News Rooms are struggling to cut through the digital noise and engage their audience. In this session you can hear how BBC World News has partnered up with Hearken to fuel public-powered journalism by bringing communities into news.
So many terms are thrown around that claim to be “engagement” journalism - measured by likes or shares on social media, reach of content or response to opinion polls and surveys. But unlike other “engagement” practices, the public-powered model of journalism practiced by Hearken’s newsroom partners includes members of the public from the very outset of the editorial process.
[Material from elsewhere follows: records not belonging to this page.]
PR #6695, opened 2021-09-26
feat: Allow webhooks to fetch, edit and delete messages in threads

### LINKED ISSUE #6592: Bug: `Webhook.editMessage()` into a thread doesn't work
### Issue description

With a webhook (created by the client) I send a message in a thread -> Everything is fine
```javascript
webhook.send({content: firstContent, threadId: id});
```

But later I come to edit this message -> Everything is bad :sweat_smile: 

```javascript
let msg = channel.messages.fetch(msgId)
webhook.editMessage(msg, {content: newContent});
```

But it works if the message is not in a thread and I did not find anything in the discord.js doc for this "problem"
image

### Codesample

```typescript
function sendMsg(message, threadId)
{
	let hook = message.channel.fetchWebhooks().first()
	hook.send({content: message.content, threadId: threadId})
}

async function editMsg(message, messageOldId)
{
	let msgOld = await message.channel.messages.fetch(messageOldId);
	let hook = await msgOld.fetchWebhook()
	hook.editMessage(msgOld, {content: message.content});
}
```

### discord.js version

13.0.1

### Node.js version

16.6+

### Operating system

Windows

Medium (should be fixed soon)

_No response_

GUILDS, GUILD_MESSAGES

_No response_

Jiralite:
This will allow webhooks to fetch, edit and delete messages in threads.

Webhook#fetchMessage() unfortunately didn't already have an object for its second parameter. I would have liked to change it to what I commented [here](https://github.com/discordjs/discord.js/issues/6592#issuecomment-927191151) but to keep it not breaking, I instead added a new client option for webhooks that as a sort of opt-in feature flag that makes the library parse the second parameter as an object, thus allowing access to fetching a message in a thread.

Here's an example:
```JavaScript
const { WebhookClient } = require("discord.js");

const webhook1 = new WebhookClient({
  url: "webhook_url1"
});

const webhook2 = new WebhookClient({
  url: "webhook_url2"
}, {
  allowWebhookThreadFetching: true // With this enabled, I can now fetch messages in threads!
});

webhook1.fetchMessage("message_id1", false).then(console.log); // Success!
// No error or change in code as we did not opt-in to fetching in threads. Parameter is unchanged.

webhook2.fetchMessage("message_id2", {
  cache: false,
  threadId: "thread_id"
}).then(console.log); // Success!
```

This should resolve #6592, additional. I am open to adjustments and feedback!

### DIFF
--- a/src/structures/Webhook.js
+++ b/src/structures/Webhook.js
@@ -257,7 +257,7 @@ class Webhook {
   async fetchMessage(message, cacheOrOptions) {
     const options = { cache: true, threadId: undefined };
 
-    if (this.client.options.allowedWebhookThreadFetching) {
+    if (this.client.options.allowWebhookThreadFetching) {
       options.cache = cacheOrOptions.cache ?? true;
       options.threadId = cacheOrOptions.threadId;
     } else {
--- a/src/structures/Webhook.js
+++ b/src/structures/Webhook.js
@@ -105,6 +105,8 @@ class Webhook {
    * @property {MessageAttachment[]} [attachments] Attachments to send with the message
    * @property {MessageActionRow[]|MessageActionRowOptions[]} [components]
    * Action rows containing interactive components for the message (buttons, select menus)
+   * @property {Snowflake} [threadId] The id of the thread this message belongs to
+   * <info>For interaction webhooks, this property is ignored</info>
    */
 
   /**
@@ -236,17 +238,43 @@ class Webhook {
   }
 
   /**
+   * Options that can be passed to fetch a message.
+   * @typedef {options} WebhookFetchMessageOptions
+   * @property {boolean} [cache=true] Whether to cache the message.
+   * @property {Snowflake} [threadId] The id of the thread this message belongs to.
+   * <info>For interaction webhooks, this property is ignored</info>
+   */
+
+  /**
    * Gets a message that was sent by this webhook.
    * @param {Snowflake|'@original'} message The id of the message to fetch
-   * @param {boolean} [cache=true] Whether to cache the message
+   * @param {boolean|WebhookFetchMessageOptions} [cacheOrOptions=true|cacheOrOptions={}] If
+   * {@link ClientOptions#allowWebhookThreadFetching} is `true`, this will be {@link WebhookFetchMessageOptions}
+   * to enable fetching messages in threads. Otherwise, this will be the `cache` parameter.
    * @returns {Promise<Message|APIMessage>} Returns the raw message data if the webhook was instantiated as a
    * {@link WebhookClient} or if the channel is uncached, otherwise a {@link Message} will be returned
    */
-  async fetchMessage(message, cache = true) {
+  async fetchMessage(message, cacheOrOptions) {
+    const options = { cache: true, threadId: undefined };
+
+    if (this.client.options.allowedWebhookThreadFetching) {
+      options.cache = cacheOrOptions.cache ?? true;
+      options.threadId = cacheOrOptions.threadId;
+    } else {
+      options.cache = cacheOrOptions ?? true;
+    }
+
     if (!this.token) throw new Error('WEBHOOK_TOKEN_UNAVAILABLE');
 
-    const data = await this.client.api.webhooks(this.id, this.token).messages(message).get();
-    return this.client.channels?.cache.get(data.channel_id)?.messages._add(data, cache) ?? data;
+    const data = await this.client.api
+      .webhooks(this.id, this.token)
+      .messages(message)
+      .get({
+        query: {
+          thread_id: options.threadId,
+        },
+      });
+    return this.client.channels?.cache.get(data.channel_id)?.messages._add(data, options.cache) ?? data;
   }
 
   /**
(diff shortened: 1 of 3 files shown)


src/structures/Webhook.js
```diff
@@ -235,18 +237,44 @@ class Webhook {
...
    * @param {Snowflake|'@original'} message The id of the message to fetch
-   * @param {boolean} [cache=true] Whether to cache the message
+   * @param {boolean|WebhookFetchMessageOptions} [cacheOrOptions=true|cacheOrOptions={}] If
+   * {@link ClientOptions#allowWebhookThreadFetching} is `true`, this will be {@link WebhookFetchMessageOptions}
+   * to enable fetching messages in threads. Otherwise, this will be the `cache` parameter.
    * @returns {Promise<Message|APIMessage>} Returns the raw message data if the webhook was instantiated as a
    * {@link WebhookClient} or if the channel is uncached, otherwise a {@link Message} will be returned
    */
-  async fetchMessage(message, cache = true) {
+  async fetchMessage(message, cacheOrOptions) {
```
ImRodry, line 257: I really do not like this approach mainly because it’s hard to accurately display in typings and also unnecessarily complex. You should just add a third parameter and then change this in v14, maybe add a warning saying it will change

monbrey:
What's the point of the client option? Why would we ever NOT want to allow this?

src/structures/Webhook.js
monbrey: You can't add a third option nicely here in a non-breaking way - it would have to come after `cache` which currently has a default, forcing them to always pass true/false in order to push to that third option. 

I think this is just best served by being a v14 PR either way.

ckohen: How about...keep this options, default it to `{ cache: true }`. Then instead of a client option, just accept the legacy option type by utilizing a `typeof options === 'object'`, and if its not let the old code run

ImRodry: Or you could add the third parameter and pass undefined to the second one if you wanna use the default, I’m pretty sure that would work anyway

monbrey: That a horrible interface for the user.

Jiralite:
I have gone with @ckohen's desired approach. Feel free to re-review!

src/structures/Webhook.js
```diff
@@ -235,18 +237,40 @@ class Webhook {
...
+   * @property {Snowflake} [threadId] The id of the thread this message belongs to.
+   * <info>For interaction webhooks, this property is ignored</info>
+   */
+
   /**
    * Gets a message that was sent by this webhook.
    * @param {Snowflake|'@original'} message The id of the message to fetch
-   * @param {boolean} [cache=true] Whether to cache the message
+   * @param {WebhookFetchMessageOptions|boolean} [cacheOrOptions={}] The options to provide to fetch the message.
+   * A boolean may be passed instead to specify whether to cache the message.
```
ckohen, line 252: Something to indicate that a boolean option is deprecated would be nice

typings/index.d.ts
```diff
@@ -2825,12 +2825,15 @@ export function WebhookMixin<T>(Base?: Constructable<T>): Constructable<T & Webh
...
+  deleteMessage(message: MessageResolvable | APIMessage | '@original', threadId?: Snowflake): Promise<void>;
   editMessage(
     message: MessageResolvable | '@original',
     options: string | MessagePayload | WebhookEditMessageOptions,
   ): Promise<Message | APIMessage>;
-  fetchMessage(message: Snowflake | '@original', cache?: boolean): Promise<Message | APIMessage>;
+  fetchMessage(
+    message: Snowflake | '@original',
+    cacheOrOptions?: WebhookFetchMessageOptions | boolean,
+  ): Promise<Message | APIMessage>;
```
ckohen, line 2836: If tslint lets you, splitting this overload out would be nice so that you can `@deprecated` the boolean overload

ckohen (changes requested):

typings/index.d.ts
Jiralite: I was only able to do this by disabling the `unified-signatures` rule.

SpaceEEC (approved):

src/structures/Webhook.js
```diff
@@ -235,18 +237,40 @@ class Webhook {
...
    * @returns {Promise<Message|APIMessage>} Returns the raw message data if the webhook was instantiated as a
    * {@link WebhookClient} or if the channel is uncached, otherwise a {@link Message} will be returned
    */
-  async fetchMessage(message, cache = true) {
+  async fetchMessage(message, cacheOrOptions = { cache: true }) {
+    if (typeof cacheOrOptions === 'object') {
+      cacheOrOptions.cache ??= true;
+    } else {
+      cacheOrOptions = { cache: cacheOrOptions };
+    }
```
kyranet, line 261: Not a fan of mutating objects, we can do this instead:
```suggestion
    if (typeof cacheOrOptions === 'boolean') {
      cacheOrOptions = { cache: cacheOrOptions };
    }
```

We don't need to default `options.cache` to `true`, because it's defaulted to that same value in the manager:

https://github.com/discordjs/discord.js/blob/3b14883e349c23a15aec225bb133ce49ed440817/src/managers/CachedManager.js#L46

kyranet (changes requested):

kyranet (approved):

ckohen (approved):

Hearken wants to turn the power of the reporting process over to the audience, all the way from pitch to publication? In this session, Bridget Thoreson, Engagement Strategist at Hearken and responsible for Hearken’s partnership with BBC World News will explain Hearkens philosophy and how they work with editorials like BBC World News.
She will be joined on stage by Chris Gibson, Assistant Editor, BBC World Service who has used Hearkens model and in February 2019 launched the “We are Bradford" and later "We are Midldlesbrough". A concpet with hyper local pop-up editorial and with a week of stories from and about the city.
BBC News set out to make better use of digital platforms and they wanted to reach some of the audiences in their blind spots where BBC News normally has a low impact. BBC News moved the editorial to Bradford and Middlesborough for a week and let the citizens of Bradford and Middlesborough tell their stories and make their voices heard. BBC News had a drive to reflect communities differently and they succeeded.
Chris Gibson will unfold the case and talk about the set-out and what BBC News gained by making public-powered journalism.